Schützingen ist ein Ortsteil der Gemeinde Illingen in Baden-Württemberg, Deutschland. Die Ortschaft war bis Ende 1973 eine eigenständige Gemeinde und hat heute etwa 900 Einwohner. Schützingen ist bekannt durch seine Weine und seinen historischen Ortskern.

Geographie[Bearbeiten]

Schützingen liegt im südlichen Stromberg im Tal der Metter, die von Diefenbach kommend in östlicher Richtung die Ortschaft durchfließt. Der historische Ortskern liegt südlich der Metter in einer Höhenlage von etwa 252 m ü. NN. Eine neuere Siedlungsfläche entstand am unteren Südhang des Gausberges mit einer Höhenlage bis 280 m ü. NN. Der Meisenbachhof ist eine weitere Wohnstätte im Nordwesten von Schützingen.

Nördlich von Schützingen erheben sich Gleichenberg (379,2 m), Endberg (363,7 M) und Gausberg (371,6 m), an deren Südhängen die Schützinger Weinberge liegen. Das sich im Nordosten anschließende Waldgebiet zwischen den genannten Bergen und Streichert gehört ebenfalls zur Gemarkung Schützingens. Im Süden der Ortschaft verläuft die Gemarkungsgrenze über den Höhenzug von Burgberg (394,5 m) zum Schreckstein. Die Gemarkung hat eine Größe von etwa 11,6 km².

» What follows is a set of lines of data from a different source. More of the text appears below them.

PR #12, opened 2025-01-23
Add `zcashd`-compatible JSON-RPC endpoint

str4d:
`jsonrpsee` logic adapted from `zebra-rpc` and `zebrad` crates.

### DIFF
--- a/zallet/src/commands/start.rs
+++ b/zallet/src/commands/start.rs
@@ -1,18 +1,60 @@
 //! `start` subcommand - example of how to write a subcommand
 
-use abscissa_core::{config, FrameworkError, Runnable, Shutdown};
+use abscissa_core::{config, tracing::Instrument, FrameworkError, Runnable, Shutdown};
+use tokio::{pin, select};
 
-use crate::{
-    cli::StartCmd,
-    config::ZalletConfig,
-    error::{Error, ErrorKind},
-    prelude::*,
-};
+use crate::{cli::StartCmd, components::json_rpc, config::ZalletConfig, error::Error, prelude::*};
 
 impl StartCmd {
     async fn start(&self) -> Result<(), Error> {
-        println!("run");
-        Err(ErrorKind::Discombobulated.into())
+        let config = APP.config();
+
+        // Launch RPC server.
+        let rpc_task_handle = if let Some(listen_addr) = config.rpc.listen_addr {
+            info!("Spawning RPC server");
+            info!("Trying to open RPC endpoint at {}...", listen_addr);
+            json_rpc::server::spawn(config.rpc.clone()).await?
+        } else {
+            warn!("Configure a listen_addr to start the RPC server");
+            // Emulate a normally-operating ongoing task to simplify subsequent logic.
+            tokio::spawn(std::future::pending().in_current_span())
+        };
+
+        info!("Spawned Zallet tasks");
+
+        // ongoing tasks.
+        pin!(rpc_task_handle);
+
+        // Wait for tasks to finish.
+        let res = loop {
+            let mut exit_when_task_finishes = true;
+
+            let result = select! {
+                rpc_join_result = &mut rpc_task_handle => {
+                    let rpc_server_result = rpc_join_result
+                        .expect("unexpected panic in the RPC task");
+                    info!(?rpc_server_result, "RPC task exited");
+                    Ok(())
+                }
+            };
+
+            // Stop Zallet if a task finished and returned an error, or if an ongoing task
+            // exited.
+            match result {
+                Err(_) => break result,
+                Ok(()) if exit_when_task_finishes => break result,
+                Ok(()) => (),
+            }
+        };
+
+        info!("Exiting Zallet because an ongoing task exited; asking other tasks to stop");
+
+        // ongoing tasks
+        rpc_task_handle.abort();
+
+        info!("All tasks have been asked to stop, waiting for remaining tasks to finish");
+
+        res
     }
 }
 
--- a/zallet/src/components/json_rpc.rs
+++ b/zallet/src/components/json_rpc.rs
@@ -1,0 +1,10 @@
+//! JSON-RPC endpoint.
+//!
+//! This provides JSON-RPC methods that are (mostly) compatible with the `zcashd` wallet
+//! RPCs:
+//! - Some methods are exactly compatible.
+//! - Some methods have the same name but slightly different semantics.
+//! - Some methods from the `zcashd` wallet are unsupported.
+
+pub(crate) mod methods;
+pub(crate) mod server;
--- a/zallet/src/components/json_rpc/methods/get_wallet_info.rs
+++ b/zallet/src/components/json_rpc/methods/get_wallet_info.rs
@@ -1,0 +1,65 @@
+use jsonrpsee::{core::RpcResult, tracing::warn};
+use serde::{Deserialize, Serialize};
+
+/// Response to a `getwalletinfo` RPC request.
+pub(crate) type Response = RpcResult<GetWalletInfo>;
+
+#[derive(Clone, Debug, Deserialize, Serialize)]
+pub(crate) struct GetWalletInfo {
+    /// The wallet version, in its "Bitcoin client version" form.
+    walletversion: u64,
+
+    /// The total confirmed transparent balance of the wallet in ZEC.
+    balance: f64,
+
+    /// The total unconfirmed transparent balance of the wallet in ZEC.
+    ///
+    /// Not included if `asOfHeight` is specified.
+    unconfirmed_balance: Option<f64>,
+
+    /// The total immature transparent balance of the wallet in ZEC.
+    immature_balance: f64,
+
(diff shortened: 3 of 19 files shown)


zallet/src/components/json_rpc.rs
```diff
@@ -0,0 +1,7 @@
+//! JSON-RPC endpoint.
+//!
+//! This provides JSON-RPC methods that are (mostly) compatible with the `zcashd` wallet
```
daira, line 3:
```suggestion
//! This provides JSON-RPC methods that are mostly compatible with the `zcashd` wallet
```
We are not trying for full compatibility, I think.

zallet/src/components/json_rpc/methods/list_unified_receivers.rs
```diff
@@ -0,0 +1,34 @@
...
+pub(crate) struct ListUnifiedReceivers {
+    /// The legacy P2PKH transparent address.
+    ///
+    /// Omitted if `p2sh` is present.
+    #[serde(skip_serializing_if = "Option::is_none")]
+    p2pkh: Option<String>,
+
+    /// The legacy P2SH transparent address.
+    ///
+    /// Omitteed if `p2pkh` is present.
```
daira, line 17:
```suggestion
    /// Omitted if `p2pkh` is present.
```

zallet/src/components/json_rpc/methods/get_wallet_info.rs
```diff
@@ -0,0 +1,65 @@
...
+
+    /// The timestamp in seconds since epoch (midnight Jan 1 1970 GMT) that the wallet is
+    /// unlocked for transfers, or 0 if the wallet is locked.
+    unlocked_until: u32,
+
+    /// The BLAKE2b-256 hash of the HD seed derived from the wallet's emergency recovery phrase.
+    mnemonic_seedfp: String,
+}
+
+pub(crate) fn call() -> Response {
```
nuttycom, line 49: Couple of questions about this:

In the future, is the plan for this to take a `WalletRead` argument? 

What happens if this needs to be an async function, is that supported?

zallet/src/components/json_rpc/server/http_request_compatibility.rs
```diff
@@ -0,0 +1,292 @@
...
+impl<S> HttpRequestMiddleware<S> {
+    /// Create a new `HttpRequestMiddleware` with the given service.
+    pub fn new(service: S) -> Self {
+        Self { service }
+    }
+
+    /// Insert or replace client supplied `content-type` HTTP header to `application/json` in the following cases:
+    ///
+    /// - no `content-type` supplied.
+    /// - supplied `content-type` start with `text/plain`, for example:
```
daira, line 54:
```suggestion
    /// - supplied `content-type` starts with `text/plain`, for example:
```

zallet/src/components/json_rpc/server/http_request_compatibility.rs
```diff
@@ -0,0 +1,292 @@
...
+    ///
+    /// `application/json` is the only `content-type` accepted by the Zallet rpc endpoint:
+    ///
+    /// <https://github.com/paritytech/jsonrpc/blob/38af3c9439aa75481805edf6c05c6622a5ab1e70/http/src/handler.rs#L582-L584>
+    ///
+    /// # Security
+    ///
+    /// - `content-type` headers exist so that applications know they are speaking the correct protocol with the correct format.
+    ///   We can be a bit flexible, but there are some types (such as binary) we shouldn't allow.
+    ///   In particular, the "application/x-www-form-urlencoded" header should be rejected, so browser forms can't be used to attack
```
daira, line 67: I don't see where this is checked.

zallet/src/components/json_rpc/server/http_request_compatibility.rs
```diff
@@ -0,0 +1,292 @@
...
+    ///   a local RPC port. See "The Role of Routers in the CSRF Attack" in
+    ///   <https://www.invicti.com/blog/web-security/importance-content-type-header-http-requests/>
+    /// - Checking all the headers is secure, but only because hyper has custom code that just reads the first content-type header.
```
daira, line 70: I don't understand this comment.

zallet/src/components/json_rpc/server/http_request_compatibility.rs
```diff
@@ -0,0 +1,292 @@
...
+        let (parts, body) = response.into_parts();
+        let bytes = body
+            .collect()
+            .await
+            .expect("Failed to collect body data")
+            .to_bytes();
+
+        let bytes =
+            if let Ok(request) = serde_json::from_slice::<'_, JsonRpcResponse>(bytes.as_ref()) {
+                serde_json::to_vec(&request.to_version(version))
```
nuttycom, line 138: I'm puzzled by this variable being named `request`. If this is intended, document what's happening here; if it's a copy-paste error, then please rename it to something less confusing.

zallet/src/components/json_rpc/server/http_request_compatibility.rs
```diff
@@ -0,0 +1,292 @@
...
+    error: Option<serde_json::Value>,
+    id: serde_json::Value,
+}
+
+impl JsonRpcResponse {
+    fn to_version(mut self, version: JsonRpcVersion) -> Self {
+        match version {
+            JsonRpcVersion::Bitcoind => {
+                self.jsonrpc = None;
+                if self.result.is_none() {
```
daira, line 268:
```rust
self.result = self.result.or(serde_json::Value::Null).
```

nuttycom (approved):
tested ACK with questions/requests for additional documentation

daira (approved):
utACK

Größtes Gewässer in Schützingen ist die 24 km lange Metter, die 4,1 km durch Schützingen fließt. Der Streitenbach, ein linker Nebenfluss der Metter, fließt im Nordosten der Gemarkung in südöstlicher Richtung und bildet im Unterlauf die Grenze zu Gündelbach.

Geschichte[Bearbeiten]

Reste von Wallanlagen deuten auf eine Besiedlung in der Hallstattzeit hin, ebenso sind Spuren aus römischer Zeit nachweisbar. Die Alemannen besiedelten im 3. Jahrhundert n. Chr. die Region. Die Bezeichnung Scuzingen stammt von ihnen. Die Franken führten um das Jahr 600 das Christentum ein. 1023 erfolgt die erste urkundliche Erwähnung des Ortes.

Der Dreißigjährige Krieg hatte das Dorf bis auf einen Einwohner entvölkert. Flüchtlinge aus dem Ländchen ob der Enns in Österreich besiedelten das Dorf wieder. Der Zweite Weltkrieg forderte 15 Todesopfer und verursachte erhebliche Gebäudeschäden. Die Nachkriegszeit brachte einen stetigen Wirtschaftsaufschwung und eine rege Bautätigkeit.

Sehenswürdigkeiten[Bearbeiten]

Die gotische evangelische Pfarrkirche St. Ulrich wurde 1023 erstmals erwähnt. Der Chor der ursprünglichen Wehrkirche stammt aus der Zeit vor 1300; seine Wände und Decken sind mit Malereien aus der Zeit um 1300 verziert. Der Ostturm über dem Chor ist ebenfalls frühgotisch. An der Westwand findet man Reste eines romanischen Portals, am Westeingang einen Renaissance-Torbogen. Die Kirche ist von einer hohen Mauer umfriedet.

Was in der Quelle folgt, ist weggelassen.